Friday, September 19, 2008

The Dreaded Stopwatch

In the middle of a value stream mapping kaizen event, the team was stopped dead in its tracks. Our first-time team leader approached me in a semi-panic state. She quickly informed me that the union rep told the kaizen team that they could not take time studies in their production area because we did not official notify the union ahead of time. He was standing firm by this contract rule.

“Mike, what should we do?” she asked with stress in her voice. “We really need these times to complete our value stream map. You told us we should not rely on computer times and go to gemba for our data.” she pointed out.

“Yes, that is the better way.” I answered.

For a typical value stream map kaizen event, we plan to complete the current state map, the future state map and the implementation plan to get to the future state in only 3 days. Throw in a half day of training and the report out, this leaves us with only 2 actual work days. There is no time to waste to meet our objectives.

“Let’s go back to gemba and talk with the union rep. Can you introduce me to him?” I asked.

Since I have only been with the company less than a year, I have not learned who all the 550 associates are in this plant although I have already conducted lean training sessions for the entire plant. I certainly did not know all the plant rules either so this was an additional learning moment.

As we walked together to the department, our team leader provided additional information, “Dave is the department union rep. He is a long time veteran of the plant and a stickler for details.”

As we walked up to Dave, the kaizen team leader introduced me to him. I reached out to shake his hand. “Hi Dave, it’s great to meet you. How are you this morning?

“Yes, I remember you from our training session. I’m doing fine,” he answered back.

I started by saying, “I hear that we did not follow the respect for people principle by not telling you ahead of time about timing some jobs in the department. I apologize for not letting you know. Can you teach me about this union rule?”

“You bet I will!” he stated with a slight air of boldness. He began by saying, “Our union contract clearly states that before anyone can take time studies to set job rates and change our job instructions, the union must be officially notified 24 hours in advance. Since you did not tell us, you can’t take the time studies, period!” At this point, Dave looked like he was not about to budge one inch. Rules are rules.

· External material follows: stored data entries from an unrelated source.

PR #368, opened 2015-05-15
Fixed wrong target spec in 9p-fs template

patricktruebe:
When using a id attribute to specify a synced folder the mount inside the guest fails, since the user-defined id will be used as mount_tag by vagrant-libvirt. Unfortunately this mount_tag has never been announced to libvirt/qemu as target via filesystem.xml.erb.

Inside filesystem.xml.erb the target was always the guestpath which is completely ok when no id was specified by the user and vagrant takes care of it.

### DIFF
--- a/lib/vagrant-libvirt/cap/synced_folder.rb
+++ b/lib/vagrant-libvirt/cap/synced_folder.rb
@@ -43,7 +43,8 @@ module VagrantPlugins
         begin
           # loop through folders
           folders.each do |id, folder_opts|
-            folder_opts.merge!({ :accessmode => "passthrough",
+            folder_opts.merge!({ :target => id,
+								 :accessmode => "passthrough",
                                  :readonly => nil }) { |_k, ov, _nv| ov }
             machine.ui.info "================\nMachine id: #{machine.id}\nShould be mounting folders\n #{id}, opts: #{folder_opts}"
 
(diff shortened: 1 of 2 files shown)


pronix:
can you show vagrantfile for checking your changes?

patricktruebe:
Sure. We are using a hombrew debian-wheezy box, but any debian 7 should do.

The failing mount issued by cachier is

```bash
mount -t 9p [mountopts] 'vagrant-cache' /tmp/vagrant-cache
```

```ruby
Vagrant.configure(2) do |config|
  config.vm.box = "debian-wheezy"
  config.vm.synced_folder './', '/vagrant', type: '9p', disabled: false
  config.vm.provider :libvirt do |lv|
	lv.driver = 'kvm'
	lv.disk_bus = 'scsi'
	lv.memory = 512
	lv.cpus = 2
	lv.nested = true
	lv.keymap = 'de'
  end

  if Vagrant.has_plugin?("vagrant-cachier")
    config.cache.scope = :machine
	config.cache.synced_folder_opts = {
	  type: '9p'
	}
  end
end
```

pronix:
thanks. today or tomorrow i will chek it and accept . schoenes wochenende

patricktruebe:
dankeschön! :-)

PR #1275, opened 2021-05-10
Bugfix Additional Disks Storage File Ownership

hswong3i:
For additional disk image created by
`lib/vagrant-libvirt/action/create_domain.rb`, it is now incorrectly
hard-coded with `group: storage_uid(env)`, so even QEMU process is
running with `root:libvirt` but file is still owned by `root:root`


electrofelix:
@hswong3i  can you wrap the commit message to 72 characters to make it a little easier when using git log locally. I can't modify the PR because you haven't given permissions to maintainers to make changes, and if I squash + merge github will remove you as the author (which is a known issue I believe).

I've made the change to the PR description, but that won't apply to a rebase + merge

hswong3i:
Commit message updated ;-)

PR #1276, opened 2021-05-10
Corrections to two test testing tool

electrofelix:
Ensure the two disk test tool is used to ensure any tweaks to the format
made to the script are exercised.


electrofelix:
@yamatoRT looks like it was a path expansion issue that caused the problem with your script for #1143, this should fix it

Issue #1002, opened 2019-05-07
Can't boot on PXE with public network!


0xelion:
Hi!
I've used one of the network examples to make my VM boot in PXE while having a box:

```
     config.vm.define :pxeclient do |pxeclient|
      pxeclient.vm.network :private_network,ip: '10.0.0.5',
            libvirt__network_name: "foreman_managed",
            libvirt__dhcp_enabled: false,
            libvirt__host_ip: '10.0.0.1'

       pxeclient.vm.provider :libvirt do |domain|
          domain.memory = 1000
          boot_network = {'network' => 'foreman_managed'}
          domain.storage :file, :size => '100G', :type => 'qcow2'
          domain.boot boot_network
          domain.boot 'hd'
        end
      end
```

However, i wanted to connect to a local PXE server, so i tried with a bridged public network configuration.

With just `libvirt.boot "network"`, only the first network which is automatically created try to boot and it doesn't work.

And when i tried to give a network name to the public network and set the boot values as:
```
      boot_network = {'network' => 'foreman_managed'}
      libvirt.boot boot_network
      libvirt.boot 'hd'`
```
It only boot on the box, no network boot

### Steps to reproduce
1. sudo vagrant up (bridge on hotedev requires sudo)
2. the vm is deployed but it doesn't boot properly

### Expected behaviour
I should be able to boot on the public network with PXE.

### Actual behaviour
Either only the first auto network wants to boot or only the box.

### System configuration
**OS/Distro version:**:
Linux Fedora 5.0.11-300.fc30.x86_64 GNU/Linux
**Libvirt version:**
Libvirt 5.1.0

**Output of `vagrant version; vagrant plugin list`:**
Vagrant Installed Version: 2.2.3
vagrant-libvirt (0.0.45, system)

**A Vagrantfile to reproduce the issue:**
```
# -*- mode: ruby -*-
# vi: set ft=ruby :

Vagrant.configure("2") do |config|
  config.vm.define :libvirt_capture do |config|
    config.vm.box = "roboxes/fedora30"
    config.vm.network "public_network",
    :dev => "enp1s0",
    :mode => "bridge",
    :network_name => "foreman_managed"

    config.vm.provider :libvirt do |libvirt|
      libvirt.cpus = 4
      libvirt.memory = 2048
      libvirt.driver = "kvm"
      boot_network = {'network' => 'foreman_managed'}
      libvirt.boot boot_network
      libvirt.boot 'hd'
[...]

PR #1294, opened 2021-05-26
add support for boot 'network' from a vagrant public_network

rgl:
when we use a `public_network` in vagrant, this is how libvirt domain xml looks like (notice that the interface type is 'direct'):

```xml
    <interface type="direct">
      <mac address="08:00:27:00:00:01"/>
      <source dev="br-rpi" mode="bridge"/>
      <model type="virtio"/>
      <boot order="2"/> <!-- this boot xml node will be inserted with this commit -->
      <address type="pci" domain="0x0000" bus="0x00" slot="0x05" function="0x0"/>
    </interface>
```

closes https://github.com/vagrant-libvirt/vagrant-libvirt/issues/1002

### DIFF
--- a/lib/vagrant-libvirt/action/set_boot_order.rb
+++ b/lib/vagrant-libvirt/action/set_boot_order.rb
@@ -86,9 +86,13 @@ module VagrantPlugins
 
         def search_network(nets, xml)
           str = '/domain/devices/interface'
-          str += "[(@type='network' or @type='udp' or @type='bridge')"
+          str += "[(@type='network' or @type='udp' or @type='bridge' or @type='direct')"
           unless nets.empty?
-            str += " and source[@network='#{nets.first['network']}']"
+            net = nets.first
+            network = net['network']
+            dev = net['dev']
+            str += " and source[@network='#{network}']" if network
+            str += " and source[@dev='#{dev}']" if dev
           end
           str += ']'
           @logger.debug(str)
--- a/README.md
+++ b/README.md
@@ -1389,6 +1389,24 @@ Name of network "foreman_managed" is key for define boot order
       end
 ```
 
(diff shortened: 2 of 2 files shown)


lib/vagrant-libvirt/action/set_boot_order.rb
```diff
@@ -86,9 +86,13 @@ def final_boot_order(boot_order, devices)
...
           str = '/domain/devices/interface'
-          str += "[(@type='network' or @type='udp' or @type='bridge')"
+          str += "[(@type='network' or @type='udp' or @type='bridge' or @type='direct')"
           unless nets.empty?
-            str += " and source[@network='#{nets.first['network']}']"
+            net = nets.first
+            network = net['network']
+            dev = net['dev']
+            str += " and source[@network='#{network}']" if network
+            str += " and source[@dev='#{dev}']" if dev
```
electrofelix, line 95: Think add a note to the readme to indicate that the boot_network can contain a `dev` reference as well.

For my better understanding, are these exclusive options? as in can the source contain both? or is it going to be only one or the other? It looks like they cannot both be set based on https://libvirt.org/formatdomain.html#network-interfaces

rgl: I've added an example for the `public_network` that uses the `dev` filter.

I also think they cannot be used together, but I'm not really sure (I could not find a formal libvirt xml schema that describes all the available options to confirm; the current docs are somewhat dense to read and understand).

Do you want me to raise an error when we try to use both `network` and `dev` in the filter?

electrofelix: I don't think so, not yet anyway, when we get to adding tests for more of the networking stack then it's possibly something that can be looked at when there is confidence on what XML blocks are actually acceptable.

I went on to explain that we were not there to time study the jobs to set rates or change job methods. We just wanted to take some basic time observation for our value stream map. I took the time to provide a few details on the purpose for the value stream map. After about 15 minutes of open, honest discussion between the two of us, Dave agreed to let us take our time observation data. The event was back on track and went on with great success.

In reflection, the stopwatch has earned a dreaded reputation on our shop floor. Most people do not like to be timed and over the years, many people associate a stopwatch with someone getting let go or working harder. It is no wonder that stopwatches are not a welcome sight. A stopwatch is just a tool and its how we use it that matters most.

We also see opportunities to improve our communication with all our associates as we go to gemba to make improvements. This situation could be seen as just another example of union roadblocks or management steamrolling, but we should simply look at this example as a moment to engage our entire team, to better align our team focus and to practice respect for people. Take the time that these moments present to us each day to live the principle of respect for people. Each time we do, our team becomes stronger.